Comment on If you didn't vote, the current state of things is partially your fault
TropicalDingdong@lemmy.world 1 day agoI posted this in another thread but it belongs here too, because we need to exterminate this kind of thinking (blaming voters):
Firstly, and I want to be very clear, this exact line of thinking is, in my view, one of the biggest political self-sabotage of the last decade. The “strategic voting” sermon is a toxic meme: it flatters people into thinking they’re doing game theory, when what they’re actually doing is laundering fear, cynicism, and party discipline into moral obligation.
In a FPtP voting system you must vote strategically. You must vote against the party you like least.
No. I don’t “must” do anything, and neither does any other voter. A vote is not a hostage note. It’s not a loyalty oath. It’s a signal of preference, and people will use it that way whether or not you approve.
And the biggest problem is: the whole argument relies on a fantasy version of voters. It assumes (1) everyone agrees on who is “viable,” (2) everyone shares the same ranking of “least bad,” and (3) everyone will coordinate on the same “strategic” choice. That’s not how human beings behave. People have different risk tolerances, different values, different lines they won’t cross, and different beliefs about what’s possible. You can’t brute-force a coordination problem by scolding individuals.
Worse: preaching “strategic voting” is self-fulfilling sabotage. The constant message of “don’t vote for who you want, vote for who you’re allowed to want” depresses enthusiasm, trains people to expect disappointment as the price of participation, and gives a hall pass to candidates to believe they no longer need to work for your vote. If you’re trying to help a candidate or party win, telling potential supporters that their real preferences are irresponsible is a great way to push them into disengagement, protest votes, or staying home, ALL of which are perfectly viable options.
What the “must vote strategically” story really does: it shifts responsibility away from candidates and parties to earn votes, and puts the onus on voters to simply accept less bad, which loses elections. It turns elections into a blame game where voters are treated like malfunctioning parts that need to be corrected, and it handed the country to fascism.
And I noticed what you did, trying to claim this as Russian propaganda. Again, deeply toxic, but I wouldn’t expect less from someone espousing the strategy that handed the country to Fascism.

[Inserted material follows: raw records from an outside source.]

Issue #2096, opened 2024-05-29
Support Ruby on Rails detection based on Rails individual gems


louim:
### I have checked that this feature is not already implemented

- [X] This feature does not exist

### Use case

Currently, `ruby-lsp` detects if a [project uses Rails](https://github.com/Shopify/ruby-lsp/blob/410d58453a20089c131eed81a0d5485e0a6b65a7/lib/ruby_lsp/setup_bundler.rb#L151-L153) and will automatically bundle the `ruby-lsp-rails` gem.

It would be useful if this detection was not only done for the `rails` gem, but also on a combination of sub gems commonly used to run Rails. 

### Description

Having the the `ruby-lsp-rails` automatically bundled when a subset of gems are use to run Rails would be useful.

### Implementation

It is possible to run Rails without requiring the Rails gem directly. Here is [one such example in Discourse](https://github.com/discourse/discourse/blob/96305ec9a6a2b37a2eda001a9fddb67bbf1de751/Gemfile#L9-L16).
The current detection:
https://github.com/Shopify/ruby-lsp/blob/410d58453a20089c131eed81a0d5485e0a6b65a7/lib/ruby_lsp/setup_bundler.rb#L151-L153
Could also check if a combination of gem is included in the gemfile and in this case also bundle `ruby-lsp-rails`. I think checking for:
- `actionpack`
- `activemodel`
- `activerecord`
- `activesupport`
- `railties`

Would be enough to ensure that the app is actually running Rails. The other gems included by the Rails gem are not strictly required to run Rails and will sometimes be absent:

- `actioncable`
- `actionmailbox`
- `actionmailer`
- `actiontext`
- `activejob`
- `activestorage`

rafaelfranca:
Yes

louim:
@andyw8 I'll have a look!

PR #2161, opened 2024-06-11
Improve detection for rails as the testing framework

Earlopain:
### Motivation

In some preparation of #2096

Note that this is only for detection of the testing framework, the issue is about installing `ruby-lsp-rails`. It may be relatively straight-forward to do this as well but I'm more familiar with this part of the code.

So, just do it here to talk roughtly about the implementation direction. I do plan to look properly at the issue after this and that should hopefully only involve moving a few things around. 

Perhaps the `GlobalState` can even be created earlier so that `SetupBundler` has access to this method. Though the location of `config/application.rb` depend on `workspace_uri` which does get modified in `apply_options` .

### Implementation

I created a listener for this which checks for `Rails::Application` inheritance.

This does parse the file twice, once on startup and once indexing actually starts. I don't see an easy way around this since proper indexing only starts once the server received `initialized`.

### Automated Tests

One for the happy path, one for the other.

### Manual Tests

I tested this out on my app which doesn't depend on rails but some subcompontents and that works fine.

### DIFF
--- a/lib/ruby_lsp/global_state.rb
+++ b/lib/ruby_lsp/global_state.rb
@@ -1,6 +1,8 @@
 # typed: strict
 # frozen_string_literal: true
 
+require "ruby_lsp/listeners/rails_app"
+
 module RubyLsp
   class GlobalState
     extend T::Sig
@@ -133,9 +135,9 @@ module RubyLsp
         "rspec"
       # A Rails app may have a dependency on minitest, but we would instead want to use the Rails test runner provided
       # by ruby-lsp-rails. A Rails app doesn't need to depend on the rails gem itself, individual components like
-      # activestorage may be added to the gemfile so that other components aren't downloaded. Check for the presence
-      #  of bin/rails to support these cases.
-      elsif bin_rails_present
+      # activestorage may be added to the gemfile so that other components aren't downloaded. Check for inheritance of
+      # `Rails::Application` in config/application.rb to support these cases.
+      elsif rails_app?
         "rails"
       # NOTE: Intentionally ends with $ to avoid mis-matching minitest-reporters, etc. in a Rails app.
       elsif dependencies.any?(/^minitest$/)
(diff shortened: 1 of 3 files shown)


lib/ruby_lsp/global_state.rb
```diff
@@ -166,8 +168,24 @@ def detect_typechecker(dependencies)
...
+      dispatcher = Prism::Dispatcher.new
+      listener = Listeners::RailsApp.new(dispatcher)
+      dispatcher.dispatch(result.value)
+
+      listener.rails_app
+    end
+
+    sig { returns(T.nilable(String)) }
+    def rails_app_config
+      path = File.join(workspace_path, "config/application.rb")
```
louim, line 187: I'm wondering if it's possible that the file is not right there, but would be nested deeper? I'm not too familiar with the different way people configure their project in relation with the workspace. At the same time, it might be best to stay with the simple solution.

lib/ruby_lsp/global_state.rb
```diff
@@ -166,8 +168,24 @@ def detect_typechecker(dependencies)
...
+      return false unless config
+
+      result = Prism.parse(config)
+      return false unless result
+
+      dispatcher = Prism::Dispatcher.new
+      listener = Listeners::RailsApp.new(dispatcher)
+      dispatcher.dispatch(result.value)
+
+      listener.rails_app
```
louim, line 182: I would probably have done it with a simple regex, but your solution looks much cleaner 👌🏼

louim (commented):
This is nice! It will only require a small addition to implement  https://github.com/Shopify/ruby-lsp/issues/2096. I can do so in a subsequent PR to keep things separate.

lib/ruby_lsp/global_state.rb
andyw8: (and we already require that the Rails app is at the root of a workspace, so that's not a concern).

Earlopain:
Right, if the testing framework detection is going to use some other logic for this, how about I just switch this over to `SetupBundler` to really fix the issue instead?

My main reason for not doing that in the first place was that I wasn't sure how to share the implementation between these two but if that isn't a concern then I can just move it over.

Earlopain:
Continuing in #2218

PR #2171, opened 2024-06-12
Offer RuboCop autocorrection for contextual offenses

### LINKED ISSUE #2168: No RuboCop autocorrect lens if autocorrect is contextual
### Description

This method returns `:unsupported`: https://github.com/rubocop/rubocop/blob/967fe88135188c9d74494cbd4355180c140c4a1a/lib/rubocop/cop/base.rb#L424-L432

In line 427:
* A `corrector` is present
* `always_autocorrect?` is false
* `contextual_autocorrect?` is true
* `LSP.enabled?` is true

So, no autocorrect lense for you.

The following snippet reproduces:

```rb
1.times do
  do_something(t)
end
```

You can only disable this, even though autocorrect is possible:
grafik

I haven't yet thought about how to fix this. Maybe it is enough to somehow disable LSP mode for the `diagnostic_runner` only, though I believe that state is global so maybe not that easy

Earlopain:
### Motivation

Fixes #2168

### Implementation

When `RuboCop::LSP.enable` is called, contextual autocorrect will not offer itself as `correctable?` to prevent annoying changes while typing. Instead check if a corrector is present. If it is, then that means some code transformation can be applied.

I believe this is a reasonable change to make. Since `RuboCop::LSP` contains global state, disabling it for the duration of a run isn't feasable because the other runner used for editor autocorrection can pick this up.

### Manual Tests

See the added fixture and check out the diagnostics for it.

### DIFF
--- a/lib/ruby_lsp/requests/support/rubocop_diagnostic.rb
+++ b/lib/ruby_lsp/requests/support/rubocop_diagnostic.rb
@@ -42,7 +42,7 @@ module RubyLsp
         def to_lsp_code_actions
           code_actions = []
 
-          code_actions << autocorrect_action if @offense.correctable?
+          code_actions << autocorrect_action if correctable?
           code_actions << disable_line_action
 
           code_actions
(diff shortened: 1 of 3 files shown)


vinistock (approved):
Thank you for looking into this! It's great that now these contextual cases are not corrected during formatting, but offered in quickfixes 🚀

Rhynoplaz@lemmy.world 1 day ago
I agree completely with this person’s criticisms of the system except for: No. I don’t “must” do anything, and neither does any other voter.

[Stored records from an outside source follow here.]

Issue #2170, opened 2024-06-12
Automatic Ruby environment activation with mise failed: Unexpected token 'm', "mise missi"... is not valid JSON


Peredery:
### Description

Doesn't work with mise

### Reproduction steps

1. Mise installed
2. Select mise as version manager for ruby
3. See error

**Code snippet or error message**
```sh
Automatic Ruby environment activation with mise failed: Unexpected token 'm', "mise missi"... is not valid JSON
```

andyw8:
Thanks, I've opened a PR to add a note about that.

https://github.com/Shopify/ruby-lsp/pull/2172

louim:
Are you sure it was the update to `mise` version that fixed it? Usually it's related to mise not finding the current ruby version defined by the app and printing `mise missing: ruby@version`.

I can reproduce the same problem on the latest version if I put a bogus version of ruby in my `.ruby-version`. eg:
<img width="1624" alt="Screenshot 2024-06-12 at 10 26 42 AM" src="https://github.com/Shopify/ruby-lsp/assets/923718/64dde95c-1b62-4e79-8478-8236519261f0">

The solution would be to `mise i` to try to install the correct version but I feel like this would be reaching out too far.

vinistock:
It would be a great experience to detect that the selected Ruby is missing and offer to install it.

We can't have that for every version manager (e.g.: `chruby` allows you to install Ruby through any means), but it would work for a few of them (asdf, mise, rvm, rbenv).

I created an issue to look into that https://github.com/Shopify/ruby-lsp/issues/2173.

PR #2172, opened 2024-06-12
Add note about Mise version manager

andyw8:
See https://github.com/Shopify/ruby-lsp/issues/2170#issuecomment-2162983705


andyw8:
I've updated it to point to the Mise docs instead. I think the locality of the advice is important - people tend to skim docs, so having this next to the Mise topics makes it more discoverable, rather than as a general statement further up.

vinistock (approved):

PR #2174, opened 2024-06-12
Add code lens support for tldr gem

ianks:
This PR adds basic support for the [tldr](https://github.com/tendersearls/tldr) gem. The only real difference from minitest being we use `bundle exec tldr` instead of the `ruby -Itest` stuff. Happy to make any changes deemed neccesary!


andyw8:
As discussed with @ianks on Slack, this would be better suited as an addon.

If the Grim Reaper comes for you and says you can only live if you beat him at a game of Monopoly, you COULD explain to him how it’s a terrible game. You could give him the history of how it was blatantly stolen from another game maker who originally created it as a satire of Capitalism, and how there’s no skill involved, and whoever is lucky enough to land on the best resources first will inevitably win, but, that won’t keep you alive.
You’re playing the game whether you like it or not, and if you refuse to take your turn, it doesn’t end or even stall the game, it just lets the other team win more.
TropicalDingdong@lemmy.world 1 day ago
See this is where the fallacy lay. You think you are arguing with me about strategic voting, or at least you are presenting it that way. You aren’t. You are arguing with voters, all of them as a set, about your idea of how votes should be used, vote a vote represents, and what “strategic” really means. And thats were this entirely falls apart. And when those voters don’t accept your premises as a set, your strategy falls apart.
The game isn’t a game of one player versus the system, and if your strategy doesn’t adapt when scaled, its not a good strategy. The strategy of “strategic voting” (which I hate the description, because its by no means strategic to employ strategies which operate directly against your purported outcomes) falls apart when you scale the game to any more than one player.
You need to accept the fact that while you, a single voter, accept the premises of what a vote is, how it should be used, and what it means to be “strategic”, voters do not accept these premises or agree with you, as evidenced by their behavior. And because no one beyond the people use this strategy as a cudgel agree with them in terms of their premises, the strategy when employed does actual material damage to the alleged outcomes of those espousing it.
Those making the argument around strategic voting are constantly trying to act smart like they’ve got some kind of logical or moral upper hand, but they understand not either the morality of what they are doing, or the basics of game theory well enough to understand the damage they are doing.
Rhynoplaz@lemmy.world 19 hours ago
I don’t see what that has to do with what I said.
I’m saying more people should vote for who they think is best. Perhaps it’s arrogance, and it’s definitely not based on logic, but I think most people want what I want, but just didn’t put in the effort to make it heard.
If you don’t think more people should vote, what are you suggesting, that less people vote?